#### [ASSIGNMENT]
After reading the data below, copy out every line that contains the word "hack".

#### [DATA SUPPLIED]
PR #8043, opened 2026-04-27
Add -oidc-authflow-redirect-uri flag to fix redirect URI behind ingress

buraksekili:

The authflow login and callback handlers use `buildRedirectURI` to construct the redirect URI sent to Dex. This function checks `r.TLS` to decide the scheme - if TLS is nil, it uses `http://`. When the API runs behind a TLS-terminating ingress, `r.TLS` is always nil, so the redirect URI becomes `http://<host>/api/v2/auth/callback`. Dex rejects this because it doesn't match the registered `https://` redirect URI.

This PR adds a `-oidc-authflow-redirect-uri` flag that lets operators explicitly set the redirect URI. When the flag is empty (the default), `buildRedirectURI` uses `https://` unconditionally instead of checking `r.TLS`. This is the correct behavior for production where the API sits behind an ingress.

For local development, the flag can be set to `http://127.0.0.1:8080/api/v2/auth/callback` (already added to `run-api.sh`).

Fixes the redirect URI mismatch error that occurs when logging into the dashboard behind an ingress.

**What type of PR is this?**
/kind bug

The existing `-oidc-issuer-redirect-uri` flag serves a different OAuth client (`kubermaticIssuer` for kubeconfig flows) and cannot be reused here. This new flag is specific to the dashboard auth authorization code flow.

Ref: https://github.com/kubermatic/dashboard/pull/7960

```release-note
NONE
```
> Its NONE because the feature itself is not released yet.

**Documentation**:
```documentation
TBD
```

> We should document this and allow KKP to configure this field.

**Test issue**:
```test-issue
NONE
```

### DIFF
--- a/modules/api/hack/run-api.sh
+++ b/modules/api/hack/run-api.sh
@@ -57,6 +57,7 @@ API_EXTRA_ARGS="$API_EXTRA_ARGS -oidc-issuer-client-id=$OIDC_ISSUER_CLIENT_ID"
 API_EXTRA_ARGS="$API_EXTRA_ARGS -oidc-issuer-client-secret=$OIDC_ISSUER_CLIENT_SECRET"
 API_EXTRA_ARGS="$API_EXTRA_ARGS -oidc-issuer-redirect-uri=$OIDC_ISSUER_REDIRECT_URI"
 API_EXTRA_ARGS="$API_EXTRA_ARGS -oidc-issuer-cookie-hash-key=$OIDC_ISSUER_COOKIE_HASH_KEY"
+API_EXTRA_ARGS="$API_EXTRA_ARGS -oidc-authflow-redirect-uri=http://127.0.0.1:8080/api/v2/auth/callback"
 
 echodate "Starting API..."
 set -x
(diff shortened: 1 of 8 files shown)


modules/api/hack/run-api.sh
```diff
@@ -57,6 +57,7 @@ API_EXTRA_ARGS="$API_EXTRA_ARGS -oidc-issuer-client-id=$OIDC_ISSUER_CLIENT_ID"
 API_EXTRA_ARGS="$API_EXTRA_ARGS -oidc-issuer-client-secret=$OIDC_ISSUER_CLIENT_SECRET"
 API_EXTRA_ARGS="$API_EXTRA_ARGS -oidc-issuer-redirect-uri=$OIDC_ISSUER_REDIRECT_URI"
 API_EXTRA_ARGS="$API_EXTRA_ARGS -oidc-issuer-cookie-hash-key=$OIDC_ISSUER_COOKIE_HASH_KEY"
+API_EXTRA_ARGS="$API_EXTRA_ARGS -oidc-authflow-redirect-uri=http://127.0.0.1:8080/api/v2/auth/callback"
```
KhizerRehan, line 60: Now, I am seeing error while running locally and i assume we need to register `127.0.0.1` do we need to register 127.0.0.1 in `redirectURIs`?

Image

buraksekili: Could you please update as follows locally, and see if it helps?
```suggestion
API_EXTRA_ARGS="$API_EXTRA_ARGS -oidc-authflow-redirect-uri=http://localhost:8080/api/v2/auth/callback"
```

buraksekili: @KhizerRehan  figured out this should be `localhost:8000`, not `localhost:8080`, but for now, the PR will be closed. I just noted this down for future reference.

#### [RESULT OF THE TASK]
--- a/modules/api/hack/run-api.sh
+++ b/modules/api/hack/run-api.sh
modules/api/hack/run-api.sh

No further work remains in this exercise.